When the news only reports on the news

You may have noticed by now that I get a lot of my news from the Internet, and one disturbing trend that I’ve noticed lately is that it seems like a very large proportion of news stories that are published are actually just reports that another news agency reported on something, and it seems like hardly any real investigation or fact checking is going on.

Maybe the idea is that when you start a report with, “[Some Newspaper] is reporting that [So and So] is saying [such and such],” it absolves you of having to do any fact checking. After all, if you get something wrong, you can just claim that you were reporting what someone else reported! Is there any such thing as journalistic integrity anymore?

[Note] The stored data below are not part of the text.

PR #6165, opened 2023-12-01
Simplifying create_instance function

### LINKED ISSUE #5523: Simplify create_instance calls

monicaq21:
fixes #5523 

Issue: the previous create_instance function has an unnecessarily verbose caller, with both "crawler" and "settings" as mandatory parameters where only one of them will be used.

Solution: added default None values for both crawler and settings to shorten the caller. We considered splitting the function into two (build_from_crawler & build_from_settings), but thought it was redundant for the purpose of simplifying the function.


monicaq21:
Hi @wRAR why was this PR closed?

monicaq21:
> @monicaq21 short answer: because it explicitly doesn't do what the issue asks to do.

Got it, thank you. We'll try to make another PR to better meet the requirements :))

PR #6170, opened 2023-12-05
Add async support for start_requests() method #5627

simoncen:
#5627 
My friend and I have added a suggested add-on to the code to provided async support for the start_requests() method.


wRAR:
https://github.com/scrapy/scrapy/issues/5627#issuecomment-1761679207

Issue #6136, opened 2023-11-05
Investigate simplifying static checks for initialized Crawler


wRAR:
After we changed the Crawler logic to initialize components such as `Crawler.stats` later, static checkers (specifically mypy) don't know that when code like `self.crawler.stats.inc_value()` is called, `self.crawler.stats` is already initialized, so we need to add asserts in all methods that do this. We should try to find a way to do the same with fewer asserts. This also applies to 3rd-party code (middlewares etc.).

antarahebbar:
Hi! @yueric985 and I are students are we are working on a project for a class that requires us to make an open-source contribution to a library. We will be working on this issue as an example.

sa2415:
Hi! Can I work on this?

derekk10:
Question about the issue. I understand that several components of Crawler are initialized later. However, is it ensured that these components such as self.crawler.stats is always initialized before calling a method such as self.crawler.stats.inc_value()? If so, would doing something like self.stats = cast(StatsCollector, self.stats) be a valid solution? This would tell mypy to treat self.stats as an ainstance of StatsCollector for the rest of the method so we wouldn't have to use an assert statement before accessing self.stats.

wRAR:
> would doing something like self.stats = cast(StatsCollector, self.stats) be a valid solution?

I don't think this code does anything?

Also, where would you put it?

wRAR:
> initializes the actual stats object the first time it is accessed

That's the problem, it shouldn't be initialized on access, it's initialized by a separate method and the question of this ticket is how can we tell the checkers that.

kalessin:
This works for me. On `scrapy.spiders/__init__.py`:

```python
class Spider(object_ref):
   ....
   ....
   stats: StatsCollector

   def _set_crawler(self, crawler: Crawler) -> None:
      ....
      if crawler.stats is not None:
            self.stats = self.crawler.stats
```

Then along the spider, instead of `self.crawler.stats`, access via `self.stats`. In addition, here the `stats: StatsCollector` type hint is strictly correct as it will be assigned after self.crawler.stats is initialized.

mypy accepts it, and works ok on running time.

wRAR:
https://github.com/aio-libs/aiohttp/blob/4399a6c614947bcb8566201c4ecc5133e7dfa4d6/aiohttp/client_reqrep.py#L762-L764

PR #6172, opened 2023-12-05
Fix for issue 6136

derekk10:
Resolve issue #6136. 

Added a method for the crawler class called retrieve_stats() that performs the necessary assertion to check if the stat field is not none and then returns crawler.stats. This removes the need to add an assert statement every time crawler.stats needs to be accessed. Additionally, most instances of crawler.stats has been replaced with crawler.retrieve_stats() so that the assertion is performed automatically.


wRAR:
#6136 is not about stats, it's about a general solution to this that doesn't invove changing all the code. And you didn't even review your changes.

A big problem with this is the way the media will quickly latch onto a story and repeat what someone else has said — misinformation is often being fed under the guise of authority to an unsuspecting public who rightly assumes that someone should be checking all the facts before they make it to air.

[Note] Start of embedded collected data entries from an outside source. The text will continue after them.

PR #6174, opened 2023-12-07
Added `JsonResponse`

jxlil:
Added a `JsonResponse` subclass to facilitate parsing of response content

```python
if isinstance(response, JsonResponse):
    data = response.jmespath('object.[*]')
    ...
elif isinstance(response, HtmlResponse):
    data = response.xpath('//p')
    ...
else:
    ...
```

Fixes https://github.com/scrapy/scrapy/issues/6069, closes https://github.com/scrapy/scrapy/pull/6171


docs/topics/request-response.rst
```diff
@@ -1328,3 +1328,12 @@ XmlResponse objects
...
 .. _bug in lxml: https://bugs.launchpad.net/lxml/+bug/1665241
+
+JsonResponse objects
+--------------------
+
+.. class:: JsonResponse(url[, ...])
+
+    The :class:`JsonResponse` class is a subclass of :class:`TextResponse` which
+    adds encoding auto-discovering support by looking into the JSON declaration
+    line.  See :attr:`TextResponse.encoding`.
```
wRAR, line 1339: I don't think this makes sense?

jxlil: Oh you're right, you think this might work:

```rst
    The :class:`JsonResponse` class is a subclass of :class:`TextResponse` which
    adds encoding auto-discovering support by looking for a MIME type in the
    `Content-Type` header that represent to a JSON object.  See :attr:`TextResponse.encoding`.
```

docs/topics/request-response.rst
```diff
@@ -1328,3 +1328,12 @@ XmlResponse objects
...
 .. _bug in lxml: https://bugs.launchpad.net/lxml/+bug/1665241
+
+JsonResponse objects
+--------------------
+
+.. class:: JsonResponse(url[, ...])
+
+    The :class:`JsonResponse` class is a subclass of :class:`TextResponse` which
+    adds encoding auto-discovering support by looking for a MIME type in the
+    `Content-Type` header that represent to a JSON object.  See :attr:`TextResponse.encoding`.
```
Gallaecio, line 1339: I think @wRAR’s point is that “adds encoding auto-discovering support” seems incorrect or misleading.

Something like this is probably more accurate:

```suggestion
    The :class:`JsonResponse` class is a subclass of :class:`TextResponse` 
    that is used when the response has a `JSON MIME type 
    <https://mimesniff.spec.whatwg.org/#json-mime-type>`_ in its `Content-Type` 
    header.
```

Although I am unsure of whether or not this change, i.e. #6069, is worth implementing.

jxlil: Oh I see. Thanks

scrapy/http/response/json.py
```diff
@@ -0,0 +1,12 @@
+"""
+This module implements the JsonResponse class which adds encoding
+discovering through JSON encoding declarations to the TextResponse class.
```
wRAR, line 3: This also needs a change.

jxlil: Thanks. I just updated the module docs

wRAR (approved):
Thanks!

Gallaecio (approved):

Gallaecio:
Thank you!!!

PR #6176, opened 2023-12-10
Fix for issue 6047

### LINKED ISSUE #6047: Improve unhandled exception handling for Crawler*.crawl()
As we recently found in #6038, the following well-known snippet from docs and tests:

```python
process = CrawlerProcess()
process.crawl(MySpider)
process.start()
```

doesn't handle exceptions raised in crawl() correctly, as that method returns a Deferred and we should add an errback to it instead of relying on https://docs.twisted.org/en/latest/core/howto/defer.html#unhandled-errors, either in our code or in examples.

phyllis-feng:
Added errbacks by rewriting crawl() functoins

Still in progress

To Do:

- fix typing errors
- add more documentation

Fixes #6047


wRAR:
Is this still in progress?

Last night’s Colbert Report made fun of TV news coverage of a supposed CDC report stating that beer pong spreads herpes. Sensationalistic coverage about this supposed CDC report was spread to multiple sources without anyone bothering to check if such a report actually even existed (it doesn’t). This is a breakdown of journalistic integrity on many levels:

A related problem is one in which news outlets report basically straight off of press releases, without doing any fact checking of their own. This seems to happen especially often with health and safety related studies. Sometimes when you take a closer look at the actual study you find that these press releases are overhyped or even downright misleading. But who cares when scare tactics are so great at boosting ratings, right?

Press releases are not news, they are basically commercials. The Junkfood Science blog is pretty much dedicated to exposing this sort of misleading media reporting when it comes to food and health related issues, it’s worth checking in on, every once in a while.